Using the data below, copy each line that includes the word "ignored".

··· DATA RECORDS

Issue #7464, opened 2017-05-24
Allow to close remote accounts on own pod


SuperTux88:
In addition to #7463, a podmin should be able to also close remote spam-accounts on their own pod (also including all comments of that person and also sending retractions for comments on local posts, where the pod is allowed to send retractions).

Additionally a pod should block/reject new posts/comments from a locally closed remote person. So optimally they would still be processed and send back retractions for comments on local posts (like ignore/block does), but nothing is persisted.

Tectract:
We should not "ban remote accounts", as obviously that is not possible nor desireable.

Here's my suggested solution, it consists of:

1. The ability to block users by username and IP

2. The ability to share blocklists, via a voluntary subscription system between pods, when you can add a pod's blocklist to your own, via admin tools.

3. Blocklists should include the reason for the ban, and there should be some tool for reviewing these, or possible a STANDARDIZED TOS that many pods subscribe to, that could be referred to here. Maybe there is already such a standardized / proposed TOS?

4. Users on a pod's blocklist should not be allowed to post anything to pod from which they are "blocked", and their posts also should not be allowed to be RESHARED to the pod from which they are blocked

5. Consider a consensus or reputation system among pods. Pods with many many users on the blocklists of many many pods should have a lower reputation in this system

6. Right now it seems possible to de-federate from a single pod, simply be removing the DB entries, or even through the admin tools, currently. It may be desireable to share not only blocklists of users/IP addresses, but also PODS that have super-low "reputation" score or simply by a podmin's custom list. 


I want to point out in this thread, that, FAIR MODERATION is not censorship. Every pod should have a reasonable and FAIR terms of service and good moderation is all about enforcing those TOS fairly and equally to all users. Things like "insults" should not be banned, this thread is mainly in reference to keeping things like Islamic terror and radical hategroups off of D*, according to voluntary terms of service and fair moderation rules.

Tectract:
I think for most users the ability to ignore is plenty, however ignores should include reshares from the ignored user. I think that's a separate ticket, maybe it already exists?

SuperTux88:
No, that's not the topic here. Every pod is different and independent. You won't see a central censorship system on diaspora, and that was already discussed on discourse and I won't discuss this here again (and I need to ban you here too if you try to discuss it again).

This issue is about YOU as a podmin can do on YOUR pod what YOU want. It's to make moderation features better for podmins so they can block remote users easier to keep their pods clean.

Tectract:
[...]

Issue #7463, opened 2017-05-23
A podmin should be able to close an account including all comments from the admin panel


SuperTux88:
Often spammers use comments to spam, so a podmin should be able to retract all comments of a spammer before closing the account. That could be done with a "delete comments"-checkbox when closing an account from the admin panel.

For better backward compatibility, the comments should be retracted before closing the account, so other pods actually receive a `retraction` for the comments. We can add a `includeComments` boolean flag to the `account_deletion` message, so receiving pods know they should delete all comments from that person, but that would only work with pods knowing that flag.

Flaburgan:
@SuperTux88 do you plan to work on that? Do you have a script I can use at the moment? We just add another case with framasphere.

SuperTux88:
There is still [this](https://github.com/SuperTux88/diaspora/blob/nerdpol_ch/script/nerdpol.ch/diaspora_spam.rb) script which is a modified version of a script @jhass wrote once (and I don't know the link of the original anymore).

PR #8249, opened 2021-06-07
Block/Close and wipe data for all accounts on local pod in admin UI

tclaus:
It solves  #7464 and #7463 

- It adds the SuperTux88 / JHass' script to close and wipe an account - even remote ones. 
   For this function you now can search through all persons on your pod, not only the local user.
- No external ruby code to remove spammers!
- It changes the order of the lock/close buttons in Admin view by its severity. 
- It has some code refinements (Fixed Close / Lock/Unlock on Person and User classes) 
- It prevents an admin to remove its own admin status accidently. 

Remote / Local user in users' search view
125693555-80872d90-6811-424b-9fbe-ed96cbb640d2


tclaus:
Uh.. "Green" with first commit!

Flaburgan:
Awesome work, thank you! One suggestion: use "Block" instead of "Close" when you're talking about remote account. Also, is the pub key of the user stored somewhere or definitely replaced? If the account is blocked indefinitely (can't be unblocked), I would warn about it in the confirm popup (you kept it for remote account, did you?).

tclaus:
> "Block" instead of "Close" when you're talking about remote account.

It was intended to 'block' external accounts and 'close' local ones. Do you think to change button names for local and remote accounts?

tclaus:
> Awesome work, thank you! One suggestion: use "Block" instead of "Close" when you're talking about remote account. Also, is the pub key of the user stored somewhere or definitely replaced? If the account is blocked indefinitely (can't be unblocked), I would warn about it in the confirm popup (you kept it for remote account, did you?).

Yes, I kept the confirmation.
About to change the buttons caption.

tclaus:
It is intended that the serialized_public_key is set to "BLOCKED" ( but it don't work now)

Flaburgan:
Yeah I would love confirmation on this by others @jhass @SuperTux88 what do you think, should we store the pub key somewhere in case the podmin wants to restore it, or can we go like this with irreversible block?

app/views/admins/_user_entry.haml
```diff
@@ -1,131 +1,89 @@
...
-          = user.try(:person).try(:name)
+          = person.diaspora_handle
+        = t(".remote") if person.remote?
+        = t(".local") if person.local?
+        %br
+        - if person.closed_account?
+          .label.label-danger
+            Closed
+        - else 
+          -if person.locked_access?
```
diaspora-code-review, line 17: - Style/IfInsideElse: Convert `if` nested inside `else` to `elsif`.
- The - symbol should have one space separating it from code

app/views/admins/_user_entry.haml
```diff
@@ -1,131 +1,89 @@
...
         %h4.media-heading
-          = user.try(:person).try(:name)
+          = person.diaspora_handle
+        = t(".remote") if person.remote?
+        = t(".local") if person.local?
+        %br
+        - if person.closed_account?
+          .label.label-danger
+            Closed
+        - else
```
diaspora-code-review, line 16: Line contains trailing whitespace

app/views/admins/user_entry/_close_action.haml
```diff
@@ -0,0 +1,9 @@
+- if person != @current_user.person && !person.closed_account?
+  = link_to person.owner.present? ? t("admins.user_search.close_account") : t("admins.user_search.block_account"),
+    admin_close_account_path(person.id),
+    method: :post, data: {confirm: t("admins.user_search.are_you_sure")},
+    class: "btn btn-danger btn-block"
+  = link_to person.owner.present? ? t("admins.user_search.wipe_and_close_account") : t("admins.user_search.wipe_and_block_account"),
```
diaspora-code-review, line 6: Line is too long. [132/120]

app/views/admins/user_entry/_view_profile.haml
```diff
@@ -0,0 +1,4 @@
+- if !person.closed_account?
```
diaspora-code-review, line 1: Style/NegatedIf: Favor `unless` over `if` for negative conditions.

tclaus:
Changed the buttons label to "block" on external accounts and "close" for locals as it was before. 
Moved the "Account Active" - label to the header. It now shows the states "Active", "Locked" and "Closed" in green, orange and red colors. 


Bildschirmfoto 2021-06-10 um 08 22 42
Bildschirmfoto 2021-06-10 um 08 23 14

app/views/admins/user_entry/_close_action.haml
tclaus: Should be ignored, I don't like to split the ternary into multiple lines. Other Ideas?

SuperTux88:
> It is intended that the serialized_public_key is set to "BLOCKED" ( but it don't work now)

Don't do that. That's a hacky workaround from a manual script for people who know what they are doing and know how to fix it again when things breaks. It isn't guaranteed that manually changing keys won't cause problem in the future, so this is not something that should be done here (a similar hacky workaround with messing with the key in the past did break things eventually).

The clean solution would be just deny federation messages from closed accounts (maybe except `AccountMigration` messages, so you could still mark an account as merged even after it was closed?). And that way it then also could cleanly reject relayables (if a closed account tries to comment on a local post, like if the person is blocked).

And if the button closes an account it should say "close", not "block".

The federation blocking from closed accounts doesn't necessarily need to be done in the scope of this PR, but just don't modify the key here.

Flaburgan:
>And if the button closes an account it should say "close", not "block".

But what "Close" does mean for a remote account?

SuperTux88:
Maybe "Close locally" or something?

The alternative would be to introduce a "blocked" state of a person and use that instead. The advantage of that would be, that it can be undone, and can be differentiated from the closed state (so people trying to visit a blocked account could get a "this account was blocked" message instead of the message that the account was closed), and we could still see when the account was closed for real (by either the user itself or the remote podmin) ... and we could even keep the "blocked" state when somebody migrates a previously blocked account to a new pod, which we probably want to block again.

tclaus:
@SuperTux88 
Can you please give some more detailed answers on this: ? 

- Don't delete public Key,right? Remove: app/workers/wipe_account.rb:46 ?
- The Text on button: "Close" (as before), but "Close locally" on remotes. Is is OK to name "Wipe and close". Look into the UI: it's clear which user is local or remote, so it might be redundant to name the button "close locally". See first screenshots here.

- A "Block" state may come with a model change. Shouldn't be done in this PR.

- Can you please give a line to

> deny federation messages from closed accounts

"Closed" accounts still spill new posts or comments into the pod. But I am still not so deep into architecture to find the 'right' point in source.

SuperTux88:
> Don't delete public Key,right? Remove: app/workers/wipe_account.rb:46 ?

Yes

> The Text on button: "Close" (as before), but "Close locally" on remotes. Is is OK to name "Wipe and close". Look into the UI: it's clear which user is local or remote, so it might be redundant to name the button "close locally". See first screenshots here.

To people who know how diaspora works, it should be clear that "close" of a remote account doesn't allow to close the account on other pods. But people who are new to diaspora "close locally" maybe is cleaner.

> A "Block" state may come with a model change. Shouldn't be done in this PR.

If a blocked state is added later, the button could be changed to use that then (and not close the account anymore) ... the button then can be renamed to "block" and blocking can also be undone then. But I think it's fine to first do it with closing in this PR and do the separate block state later (also I think this can then be merged to 0.7.x while the blocking then can go to 0.8.x because of model change ... but if it's separated the 0.7.x people can also already profit from it)

> Can you please give a line to

See my comment here: https://github.com/diaspora/diaspora/pull/8228#issuecomment-860084940 (sorry, I accidentally submitted that comment too early, but it's now complete)

app/views/admins/user_entry/_close_action.haml
```diff
@@ -0,0 +1,9 @@
+- if person != @current_user.person && !person.closed_account?
+  = link_to person.owner.present? ? t("admins.user_search.close_account") : t("admins.user_search.close_local_account"),
+    admin_close_account_path(person.id),
+    method: :post, data: {confirm: t("admins.user_search.are_you_sure")},
+    class: "btn btn-danger btn-block"
+  = link_to person.owner.present? ? t("admins.user_search.wipe_and_close_account") : t("admins.user_search.wipe_and_close_local_account"),
```
diaspora-code-review, line 6: Line is too long. [138/120]

tclaus:
@SuperTux88 
Changed UI facing texts. 
Added person.closed_account? in Diaspora_federation. 

To block receiving messages is mainly implemented in #8228 and will come into this code after merging. (Added a TODO on the lines) Will clean this lines while expecting merge conflicts then. 
Bildschirmfoto 2021-06-15 um 07 58 54

goobertron:
This looks very useful, and thanks for working on it, @tclaus. Just one question: are the user accounts in your screen-shots real accounts or did you invent them? If they're real accounts, would you mind blurring the personal details in your screenshots, or replacing them with invented ones? Just for personal privacy.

······

ANSWER:
I think for most users the ability to ignore is plenty, however ignores should include reshares from the ignored user. I think that's a separate ticket, maybe it already exists?
tclaus: Should be ignored, I don't like to split the ternary into multiple lines. Other Ideas?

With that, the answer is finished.